One could argue this is a Numba problem rather than a NumPy problem, but we suspect that attempts to construct a typing hinting system (like https://github.com/numpy/numpy-stubs) for NumPy functions that describes the relationship between input and output dimensions will also trip over np.cross. Our workaround in Numba will be only support mode #1 above, and create a separate numba.cross2d function that does mode #2, and raise compilations to direct users to the right one.

For similar reasons, adding a np.cross2d to NumPy might be a useful way to evolve toward an easier to understand np.cross and also make type hinting possible, although backward compatibility would require supporting both modes in np.cross for some time.

It is also totally fair to mark this as WONTFIX because this ship has already sailed. :)

WarrenWeckesser commented 2 years ago

Related: https://github.com/numpy/numpy/issues/13233

WarrenWeckesser commented 2 years ago

FYI: The awkwardness of the overloaded cross API is why I split these into two functions when I implemented them as gufuncs in ufunclab: cross2 has signature (2),(2)->(), and cross3 has signature (3),(3)->(3).

rgommers commented 2 years ago

This cross behavior is clearly a problem, for Numba, for @WarrenWeckesser's ufunc work, we came across it in the array API standardization work, and PyTorch/JAX et al will also have issues for the same reasons. It's probably worth removing the length-2 behavior from np.cross.

Separately, I think there's a bigger thing to learn here. This is probably one of quite a few pain points for Numba. Numba has a hard job keeping up with new NumPy releases (I've been seeing a few complaints/concerns about NumPy 1.22.x not yet being supported), and it's in the interest of both projects to make it easier for Numba to implement support for NumPy functionality.

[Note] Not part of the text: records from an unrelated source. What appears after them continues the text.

PR #973, opened 2025-08-05
fix: add logic to display enrollment status options based on class status per ticket 394

carddev81:
## Description of the change

Added the necessary frontend logic to do the following:
- allow the selection of 'Cancelled' when class status is 'Scheduled'
- when class status is 'Active' the status 'Cancelled' will not be an enrollment option

Added the necessary backend logic to do the following:
- rejects the user's request if there is an attempt to set any status that is not allowed.

### Front-end
- [X] UI filters the status list based on the current class status.
- [X] It is impossible for the user to select or submit an invalid enrollment status through the interface.

### Back-end
- [X] The backend (`handleUpdateProgramClassEnrollments`) rejects any request that attempts to set an enrollment status not allowed for the current class status.

- **Related issues**: Link to related Asana ticket is: [Limit Enrollment Status Options for Scheduled & Active Classes](https://app.asana.com/1/1201607307149189/project/1209460078641109/task/1210839726305327?focus=true)

## Screenshot(s)

[statuses.webm](https://github.com/user-attachments/assets/f1a26a59-a062-4cce-a158-71416895886b)

## Additional context
NAVIGATION: Login (Admin) | Click Programs | Click Program | Select Class (Active/Scheduled) | Select Enrollment Tab | Make sure when a class is Scheduled you cannot see any other selection other than 'Cancelled' for a resident when the class is Active make sure you can't select 'Cancelled'

### DIFF
--- a/backend/src/handlers/class_enrollments.go
+++ b/backend/src/handlers/class_enrollments.go
@@ -114,13 +114,6 @@ func (srv *Server) handleUpdateProgramClassEnrollments(w http.ResponseWriter, r 
 	if err != nil {
 		return newInvalidIdServiceError(err, "class enrollment ID")
 	}
-	class, err := srv.Db.GetClassByID(classId)
-	if err != nil {
-		return newDatabaseServiceError(err)
-	}
-	if class.CannotUpdateClass() {
-		return newBadRequestServiceError(err, "cannot perform action on class that is completed cancelled or archived")
-	}
 	enrollment := struct {
 		EnrollmentStatus string  `json:"enrollment_status"`
 		UserIDs          []int   `json:"user_ids"`
@@ -131,6 +124,13 @@ func (srv *Server) handleUpdateProgramClassEnrollments(w http.ResponseWriter, r 
 	}
 	if enrollment.EnrollmentStatus == "" {
 		return newInvalidIdServiceError(errors.New("enrollment status is required"), "enrollment status")
+	}
+	class, err := srv.Db.GetClassByID(classId)
+	if err != nil {
+		return newDatabaseServiceError(err)
+	}
+	if class.CannotUpdateClassWithEnrollment(enrollment.EnrollmentStatus) {
+		return newBadRequestServiceError(err, "cannot perform action on class that is completed, cancelled, archived, class is scheduled and enrollment is not cancelled, or class is active and enrollment is cancelled")
 	}
 	switch enrollment.EnrollmentStatus {
 	case "Completed":
--- a/backend/src/handlers/class_enrollments.go
+++ b/backend/src/handlers/class_enrollments.go
@@ -115,9 +115,9 @@ func (srv *Server) handleUpdateProgramClassEnrollments(w http.ResponseWriter, r 
 		return newInvalidIdServiceError(err, "class enrollment ID")
 	}
 	enrollment := struct {
-		EnrollmentStatus string  `json:"enrollment_status"`
-		UserIDs          []int   `json:"user_ids"`
-		ChangeReason     *string `json:"change_reason,omitempty"`
+		EnrollmentStatus models.ProgramEnrollmentStatus `json:"enrollment_status"`
+		UserIDs          []int                          `json:"user_ids"`
+		ChangeReason     *string                        `json:"change_reason,omitempty"`
 	}{}
 	if err := json.NewDecoder(r.Body).Decode(&enrollment); err != nil {
 		return newJSONReqBodyServiceError(err)
--- a/backend/src/handlers/class_enrollments.go
+++ b/backend/src/handlers/class_enrollments.go
@@ -130,7 +130,7 @@ func (srv *Server) handleUpdateProgramClassEnrollments(w http.ResponseWriter, r 
 		return newDatabaseServiceError(err)
 	}
 	if class.CannotUpdateClassWithEnrollment(enrollment.EnrollmentStatus) {
-		return newBadRequestServiceError(err, "cannot perform action on class that is completed, cancelled, archived, class is scheduled and enrollment is not cancelled, or class is active and enrollment is cancelled")
+		return newBadRequestServiceError(err, "cannot perform action due to invalid class or enrollment status")
 	}
 	switch enrollment.EnrollmentStatus {
 	case "Completed":
--- a/frontend/src/Pages/ClassEnrollmentDetails.tsx
+++ b/frontend/src/Pages/ClassEnrollmentDetails.tsx
@@ -160,7 +160,7 @@ export default function ClassEnrollmentDetails() {
                 // If one or more users are selected with the check-boxes, then they are going to be
                 // 'Graduated'. If selectedResidents is empty, that means the Dropdown is being used
                 // to change an individual status inline.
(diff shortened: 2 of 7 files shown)


backend/src/handlers/class_enrollments.go
```diff
@@ -132,6 +125,13 @@ func (srv *Server) handleUpdateProgramClassEnrollments(w http.ResponseWriter, r
 	if enrollment.EnrollmentStatus == "" {
 		return newInvalidIdServiceError(errors.New("enrollment status is required"), "enrollment status")
 	}
+	class, err := srv.Db.GetClassByID(classId)
+	if err != nil {
+		return newDatabaseServiceError(err)
+	}
+	if class.CannotUpdateClassWithEnrollment(enrollment.EnrollmentStatus) {
+		return newBadRequestServiceError(err, "cannot perform action on class that is completed, cancelled, archived, class is scheduled and enrollment is not cancelled, or class is active and enrollment is cancelled")
```
jtucholski, line 133: @carddev81 This seems verbose. Do you think this full message is necessary? What about, "Cannot perform action due to invalid class or enrollment status."

jtucholski (approved):

backend/src/handlers/class_enrollments.go
carddev81: I agree it is verbose :).  Just changed/pushed these up

backend/src/handlers/class_enrollments.go
```diff
@@ -114,13 +114,6 @@ func (srv *Server) handleUpdateProgramClassEnrollments(w http.ResponseWriter, r
...
 	}
-	class, err := srv.Db.GetClassByID(classId)
-	if err != nil {
-		return newDatabaseServiceError(err)
-	}
-	if class.CannotUpdateClass() {
-		return newBadRequestServiceError(err, "cannot perform action on class that is completed cancelled or archived")
-	}
 	enrollment := struct {
 		EnrollmentStatus string  `json:"enrollment_status"`
```
CK-7vn, line 118: I know you didn't mess with this, but what's your opinion on switching this from the string to "models.ProgramEnrollmentStatus" ? I think we should move away from stringly typed stuff whenever possible and try to keep as much of the codebase as type safe as we can.

frontend/src/Pages/ClassEnrollmentDetails.tsx
CK-7vn, line 1: On line 286, 
```    
 {selectedResidents.length > 0 && (
                        <button
                            disabled={blockEdits}
                            className="button"
                            onClick={handleOpenModalGraduate}
                        >
                            Graduate Selected
                        </button>
                    )}
```
We should just add a check to be safe and make sure the class is active. so essentially
```    
  {selectedResidents.length > 0 && clsInfo?.status === SelectedClassStatus.Active && (
                        <button
                            disabled={blockEdits}
                            className="button"
                            onClick={handleOpenModalGraduate}
                        >
                            Graduate Selected
                        </button>
                    )}
```

frontend/src/Pages/ClassEnrollmentDetails.tsx
```diff
@@ -150,21 +154,33 @@ export default function ClassEnrollmentDetails() {
...
-                change_reason: reasonText?.trim()
-            })
-        });
+        const resp = await API.patch(
+            `program-classes/${class_id}/enrollments`,
+            {
+                // If one or more users are selected with the check-boxes, then they are going to be
+                // 'Graduated'. If selectedResidents is empty, that means the Dropdown is being used
+                // to change an individual status inline.
+                enrollment_status: changeStatusValue?.status ?? 'completed',
```
CK-7vn, line 163: this 'completed' isn't case correct, I think we can just remove it, but at the very least we should make sure its uppercase.

frontend/src/Pages/ClassEnrollmentDetails.tsx
CK-7vn, line 1: Line 275: Cancelled is spelled with one l, Canceled. Just for reference. Which, I did know, is also technically a correct spelling. 
```
"Canceled" and "cancelled" are both correct past tense forms of the verb "cancel," but they are used in different regions. "Canceled" (with one "l") is more common in American English, while "cancelled" (with two "l's") is more common in British English. Both spellings are acceptable in their respective regions. 
``` 
Very interesting, very interesting, so I suppose either spelling is fine, we should just make sure they line up (also not on you, just noting it here).

CK-7vn (commented):
Just trivial stuff really, I think we should try and move away from any string to string comparison and try to keep what we can type safe. Works as planned though! Also, it makes me un-easy that we're duplicating the EnrollmentStatusOptions in ClassEnrollmentDetails on line 203, I feel like there's a better way that we can inherit from the EnrollmentStatus enum in common. I think we could deduplicate the EnrollmentStatusOptions, and also clean up getEnrollmentStatusOptions with something like this 
```
const enrollmentStatusLabel: Record<EnrollmentStatus, string> = {
  [EnrollmentStatus.Enrolled]: 'Enrolled',
  [EnrollmentStatus.Cancelled]: 'Cancelled',
  [EnrollmentStatus.Completed]: 'Completed',
  [EnrollmentStatus.Withdrawn]: 'Incomplete: Withdrawn',
  [EnrollmentStatus.Dropped]: 'Incomplete: Dropped',
  [EnrollmentStatus.Segregated]: 'Incomplete: Segregated',
  [EnrollmentStatus['Failed To Complete']]: 'Incomplete: Failed to Complete',
  [EnrollmentStatus.Transfered]: 'Incomplete: Transfered',
}

const SCHEDULED_ALLOWED: EnrollmentStatus[] = [EnrollmentStatus.Cancelled]
const ACTIVE_ALLOWED: EnrollmentStatus[] = Object.values(EnrollmentStatus).filter(
  s => s !== EnrollmentStatus.Cancelled
)

const getEnrollmentStatusOptions = (): Record<string, string> => {
  const allowed =
    clsInfo?.status === SelectedClassStatus.Scheduled
      ? SCHEDULED_ALLOWED
      : clsInfo?.status === SelectedClassStatus.Active
      ? ACTIVE_ALLOWED
      : (Object.values(EnrollmentStatus) as EnrollmentStatus[])

  return Object.fromEntries(allowed.map(s => [enrollmentStatusLabel[s] ?? s, s]))
}
```

But, Typescript is far from being my friend, so maybe I'm thinking of this the wrong way, don't hesitate to tell me otherwise if I am.

frontend/src/Pages/ClassEnrollmentDetails.tsx
carddev81: @jtucholski & @CK-7vn This makes sense, but is this a bug that is already being worked on, just want to be sure? Or can I fix this here?

carddev81: @CK-7vn The line I changed was, just double checking this is the one you were referencing

`Cancelled: 'incomplete: cancelled'`

carddev81:
@CK-7vn Made requested changes.

frontend/src/Pages/ClassEnrollmentDetails.tsx
carddev81: made change/pushed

We could for example make a roadmap item to prioritize and work on pain points in NumPy for Numba. The array API standard work helps a bit here (given a design principle is that everything should be JIT-compilable), however that only covers ~140 or so functions, which is ~10% of NumPy's API surface.

@seibert do you happen to have a wish list? Or is this scattered over many Numba and NumPy issues plus hacks in your code base?

rgommers commented 2 years ago

@seibert do you happen to have a wish list? Or is this scattered over many Numba and NumPy issues plus hacks in your code base?

xref https://github.com/numba/numba/issues/8008 for a detailed write-up from the Numba team. Also see the related mailing list message I just sent to make the next step here: https://mail.python.org/archives/list/numpy-discussion@python.org/thread/QL6BTNYZC3UXBUAWMCMO7KZJTDWBBPCO/

rmccampbell commented 2 months ago

I noticed that the #26640 was closed despite having a complete implementation, because there is a one-line equivalent. But I think this is a sufficiently common functionality to still warrant it's own function. The biggest benefit of a standalone function is that it's much easier to remember than the expansion (I can remember the right hand rule but I can never remember the order of the terms). There's also the matter of custom axes which is a simple keyword argument in the function without requiring complex indexing.